[Collected data]
Start of Block
PR #4644, opened 2026-08-12
fix: build Linux against WebKitGTK 4.1

realpaaao:
## Summary

- keep local Ubuntu 22.04 `wails build` / `wails dev` on WebKitGTK 4.0
- build the Linux CI binary on `ubuntu-24.04` so it links WebKitGTK 4.1
- fail the Linux CI job if the binary does not declare `DT_NEEDED` `libwebkit2gtk-4.1.so.0`
- declare the WebKitGTK 4.1 runtime in Debian package metadata
- document both ABIs and restore `yarn build:desktop`

## Issue

The current Linux release links `libwebkit2gtk-4.0.so.37`, which is unavailable on Debian 13. Launching Vultisig therefore fails before startup even when Debian's WebKitGTK 4.1 runtime is installed.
End of Block
§ Exercise objective
Transcribe every record above word for word.

§ Answer to the problem
PR #4644, opened 2026-08-12
fix: build Linux against WebKitGTK 4.1

realpaaao:
## Summary

- keep local Ubuntu 22.04 `wails build` / `wails dev` on WebKitGTK 4.0
- build the Linux CI binary on `ubuntu-24.04` so it links WebKitGTK 4.1
- fail the Linux CI job if the binary does not declare `DT_NEEDED` `libwebkit2gtk-4.1.so.0`
- declare the WebKitGTK 4.1 runtime in Debian package metadata
- document both ABIs and restore `yarn build:desktop`

## Issue

The current Linux release links `libwebkit2gtk-4.0.so.37`, which is unavailable on Debian 13. Launching Vultisig therefore fails before startup even when Debian's WebKitGTK 4.1 runtime is installed.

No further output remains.